General questions from CaseGuideline posted on BB

Case-specific questions in Assignment#7 and as below

 

1. What business level strategy is Chipotle using in its main business segment? Cost leadership, differentiation, focused, or integrated?

2. Based on internal analysis, what is Chipotle’s core competency, if any? Do you think the business level strategy identified in Q1 fits Chipotle’s core competency?

3. Based on external analysis, how would you describe the competitive dynamics of the fast casual segment in the restaurant industry (higher price than fast service restaurants but lower price than full service restaurants), is it fast-cycle, slow-cycle, or standard-cycle market? What’s the typical strategy for market leaders in such a market (think of the speed of launching new products, brand name, market share, etc.)? What about fast service and full service segments? Do market leaders use different strategies in these segments?
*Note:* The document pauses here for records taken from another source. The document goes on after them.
Issue #1225, opened 2022-04-05
Quoted JSX attributes use XML-style escapes


skovhus:
**Describe the bug**
Currently the macro transforms children with quotes `"` into invalid JSX.

**To Reproduce**
```typescript
import { Trans } from "@lingui/react"

export default function App() {
   return <Trans>This "should" be quoted correctly!</Trans>
}
```

Currently this is transformed to `<Trans id="This \"should\" be quoted correctly!" />` which is invalid JSX due to the escaping. esbuild, Babel and TypeScript treat this as a syntax error.

Repl examples:
- [esbuild repl example](https://hyrious.me/esbuild-repl/?version=0.14.31&mode=transform&input=%3Cdiv+id%3D%22Say+%5C%22hi%5C%22%21%22+%2F%3E&options=--loader%3Djsx)
- [Babel repl example](https://babeljs.io/repl/#?browsers=defaults%2C%20not%20ie%2011%2C%20not%20ie_mob%2011&build=&builtIns=false&corejs=3.21&spec=false&loose=false&code_lz=DwEwlgbgBGILwCIAOAbApgQwM5qgHWQCc0ssCoAXAC1wCMBXCigewDsEA-YAenAg6A&debug=false&forceAllTransforms=false&shippedProposals=false&circleciRepo=&evaluate=false&fileSize=false&timeTravel=false&sourceType=module&lineWrap=true&presets=env%2Creact%2Cstage-2&prettier=false&targets=&version=7.17.8&externalPlugins=&assumptions=%7B%7D)

**Expected behavior**
It should be transformed to valid JSX: `<Trans id={"This \"should\" be quoted correctly!"} />`

**Additional context**

- jsLingui version ``latest``
- Babel version ``latest``

skovhus:
Turns out this is not only an issue for qoutes in the auto generated `id`. Example:
```jsx
<Trans id="custom-id">This should also be "quoted"</Trans>
```

skovhus:
Turns out there are other cases related to this where the `jsxAttribute` string literal value should be wrapped in an `jsxExpressionContainer`:
```jsx
<Trans>
  <Text>This should work &nbsp;</Text>
</Trans>
```

Removing the conditional introduced in #1226 solves this.

PR #1226, opened 2022-04-05
fix: JSX attribute parsing issue when using double quotes

skovhus:
- Fixes https://github.com/lingui/js-lingui/issues/1225 

This was the least intrusive way I could come up with by wrapping the relevant `jsxAttribute` string literal value in a `jsxExpressionContainer`. 

This is currently done conditionally in case the message includes a double quote. Note that I believe this could safely be done unconditionally, but it requires updating a lot of tests. I happily do this if we like the suggested solution.

This has been tested out on a fairly big codebase.

### DIFF
--- a/packages/macro/src/macroJsx.ts
+++ b/packages/macro/src/macroJsx.ts
@@ -51,6 +51,21 @@ export default class MacroJSX {
     this.elementIndex = makeCounter()
   }
 
+  safeJsxAttribute = (name: string, value: string) => {
+    // Quoted JSX attributes use XML-style escapes instead of JavaScript-style escapes.
+    // This means that <Trans id="Say \"hi\"!" /> is invalid, but <Trans id={"Say \"hi\"!"} /> is valid.
+
+    // We could consider removing this condition and always wrap in a jsxExpressionContainer.
+    const attributeValue = value.includes('"')
+      ? this.types.jsxExpressionContainer(this.types.stringLiteral(value))
+      : this.types.stringLiteral(value)
+
+    return this.types.jsxAttribute(
+      this.types.jsxIdentifier(name),
+      attributeValue
+    )
+  }
+
   replacePath = (path: NodePath) => {
     const tokens = this.tokenizeNode(path.node)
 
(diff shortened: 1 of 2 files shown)


skovhus:
@semoal Note that I've been testing this out on a fairly big project and haven't identified any issues.

skovhus:
Let me know if I can help fixing the Vercel CI error.

packages/macro/src/macroJsx.ts
```diff
@@ -87,11 +87,15 @@ export default class MacroJSX {
         }
       }
     } else {
+      // Quoted JSX attributes use XML-style escapes instead of JavaScript-style escapes.
+      // This means that <Trans id="Say \"hi\"!" /> is invalid, but <Trans id={"Say \"hi\"!"} /> works.
+      // We could consider removing the condition here and always wrap in a jsxExpressionContainer.
```
skovhus, line 92: I tested out removing this conditional and didn’t find any regressions. It might fix other cases that the double quoting issue. 

Let me know if we should remove the conditional here.

packages/macro/src/macroJsx.ts
```diff
@@ -51,6 +51,21 @@ export default class MacroJSX {
     this.elementIndex = makeCounter()
   }
 
+  safeJsxAttribute = (name: string, value: string) => {
+    // Quoted JSX attributes use XML-style escapes instead of JavaScript-style escapes.
+    // This means that <Trans id="Say \"hi\"!" /> is invalid, but <Trans id={"Say \"hi\"!"} /> is valid.
+
+    // We could consider removing this condition and always wrap in a jsxExpressionContainer.
```
skovhus, line 58: Removing the conditional here seems safe – I've done this in a larger codebase. 

Let me know if we should remove the conditional here (a lot of the tests would need to be updated).

semoal:
Super cool, thanks for the contribution mate

packages/macro/src/macroJsx.ts
skovhus: @semoal Let me know if we should remove the conditional here (a lot of the tests would need to be updated).

semoal: Will that imply a breaking change? Sorry but I don't get why we should update the tests?

skovhus: It will not introduce a breaking change, but as all id and and message attribute will now be wrapped in an expression, then all the tests would need to be updated.

So instead of `<Trans id="test" />` it would be `<Trans id={"test"} />`. Again not breaking change.

Keeping the conditional might be a fine tradeoff, then we only wrap the attributes in an expression in case there is a `"` in them.

skovhus: We should remove the conditional here to handle additional corner cases. This was done in https://github.com/lingui/js-lingui/pull/1234

PR #1230, opened 2022-04-11
fix: specify children for react v18 types

christopherklint97:
## Short summary

After some changes in react v18, the `FunctionComponent` type no longer implicitly passes `children` as part of the props. This means that the `children` prop needs to be declared explicitly.

### DIFF
--- a/packages/macro/index.d.ts
+++ b/packages/macro/index.d.ts
@@ -172,6 +172,7 @@ export type TransProps = {
   comment?: string
   values?: Record<string, unknown>
   context?: string
+  children?: string | any[] | React.ReactNode
   component?: React.ComponentType<TransRenderProps>
   render?: (props: TransRenderProps) => ReactElement<any, any> | null
 }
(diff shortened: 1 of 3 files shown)


packages/macro/index.d.ts
```diff
@@ -172,6 +172,7 @@ export type TransProps = {
   comment?: string
   values?: Record<string, unknown>
   context?: string
+  children?: string | any[] | React.ReactNode
```
ggascoigne, line 175: Shouldn't that just be  

```ts
children?: ReactNode | undefined
```

That was the previous definition.  The `string` part is already part of `ReactNode`, and the `any[]` seems too wide.

christopherklint97: That is right, have fixed it now 😄

ggascoigne (commented):
Well I'm not part of this project so I don't feel that I can approve this, but I can say that I think that this is the correct change.

semoal:
Thanks guys for the contribution, will take care of the new pull requests and new issues in a few days! Been doing some home renovations and couldn’t find time to oss 🤟🏻

semoal:
Thanks guys, will release a new version at the end of today

PR #1234, opened 2022-04-26
fix: JSX attribute parsing issue when using html entities

skovhus:
Issue: https://github.com/lingui/js-lingui/issues/1225

https://github.com/lingui/js-lingui/pull/1226 added support for handling quotes in JSX attributes. Turns out there are other cases related to this where the `jsxAttribute` string literal value should be wrapped in an `jsxExpressionContainer`:
```jsx
<Trans>
  <Text>This should work &nbsp;</Text>
</Trans>
```

The case here fails in compilers such as ESBuild. This requires updated a lot of test expectations, but the change is **not a breaking change**.


skovhus:
@semoal the size testing check failure seems unrelated.

skovhus:
@semoal let me know if there is anything I can do to land this.

skovhus:
> <Trans id="Hello World" /> with this pr, will be mandatory use brackets?

No you can still do that. Note that it is just all the snapshots that are updated – not the input. 

There should be a `jsxExpressionContainer` (i.e. brackets) in order to support cases like: 
```jsx
<Trans>
  <Text>This should work &nbsp;</Text>
</Trans>
```

skovhus:
Let me know if there is anything needed before releasing this. Thanks!

semoal:
> Let me know if there is anything needed before releasing this. Thanks!

Just released 3.14.0 :)

dahei:
I stumbled over that problem while migrating our project from Webpack to Vite (which uses esbuild). Upgrade to 3.17.2 make it work 👍

PR #1245, opened 2022-05-20
add Fider to showroom

goenning:


semoal:
Glad that you use Lingui with that amazing product you built.
How was your experience, something you felt that needs an improvement?

Thanks!!

Issue #1254, opened 2022-06-16
lingui should ship ESM files in `.mjs` extension


ocavue:
**Describe the bug**

Although lingui has `esm` build under the `dist/`, but it cannot be import from a ESM file when using Node.js.

I found this issue when I try to run some unit tests on the Node.js side. 

**To Reproduce**

```
bash-3.2$ npm add @lingui/core
bash-3.2$
bash-3.2$ echo 'import {i18n} from "@lingui/core"; console.log(i18n);' > ./file.mjs
bash-3.2$ node ./file.mjs
file:///private/tmp/npm-t/file.mjs:1
import {i18n} from "@lingui/core"; console.log(i18n);
        ^^^^
SyntaxError: Named export 'i18n' not found. The requested module '@lingui/core' is a CommonJS module, which may not support all module.exports as named exports.
CommonJS modules can always be imported via the default export, for example using:

import pkg from '@lingui/core';
const {i18n} = pkg;

    at ModuleJob._instantiate (node:internal/modules/esm/module_job:128:21)
    at async ModuleJob.run (node:internal/modules/esm/module_job:194:5)
    at async Promise.all (index 0)
    at async ESMLoader.import (node:internal/modules/esm/loader:385:24)
    at async loadESM (node:internal/process/esm_loader:88:5)
    at async handleMainPromise (node:internal/modules/run_main:61:12)
bash-3.2$
```

**Expected behavior**

Lingui should be able to be imported in a `.mjs` file in Node.js environment. 

**Additional context**

- Here is an explanation of these kinds of errors: https://github.com/sheremet-va/dual-packaging
- Two simplest solutions are 
  - Rename all file under `dist/esm/` from `.js` to `.mjs`, or 
  - Rename all file under `dist/cjs/` from `.js` to `.cjs` and add `"type": "module"` in `package.json`. 

- jsLingui version `"@lingui/core": "3.13.3"`
- Babel version: N/A
- Your Babel config (e.g. `.babelrc`) or framework you use (Create React App, Meteor, etc.): Node.js v16.15

PR #1255, opened 2022-06-18
fix: output .mjs files while bundling esm

ocavue:
# Description

Rename the bundled files from `.js` to `.mjs` under `esm/`. This allows lingui to be imported in Node.js with the ESM syntax. 

Fixes https://github.com/lingui/js-lingui/issues/1254

# Checklist

- [ ] Includes tests
- [ ] Includes documentation

### DIFF
--- a/packages/core/npm/esm/dev.mjs
+++ b/packages/core/npm/esm/dev.mjs
@@ -3,14 +3,14 @@ import {
   setupI18n as setupI18nProd,
   formats as formatsProd,
   I18n as I18nProd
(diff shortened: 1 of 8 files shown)


semoal:
Will this imply a breaking change release? Someone who their system is not resolving .mjs, will crash right?

ocavue:
You have a point there. Instead of changing existed files, maybe adding new files is better for compatibility. I'll close this RP and open another one https://github.com/lingui/js-lingui/pull/1258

4. Compare Chipotle and its major competitors (Taco Bell, Qdoba, Panera Bread, etc.), how would you describe their market commonality (in scope and in dependence/importance, customer in different age and income groups, international and domestic/US) and resource similarity (both tangible and intangible)?

5. Based on your analysis of the industry and competitors in Q3 and Q4, what do you recommend Chipotle to do to respond to the attack from its competitors, for example, when Taco Bell introduced menu items (steak burrito and burrito bowl) similar to Chipotle’s?

 

Definitions

Competitors

Are firms operating in the same market, offering similar products, and targeting similar customers.

Competitive Rivalry

Is the ongoing set of competitive actions and responses occurring between competitors.

Influences an individual firm’s ability to gain and sustain competitive advantages.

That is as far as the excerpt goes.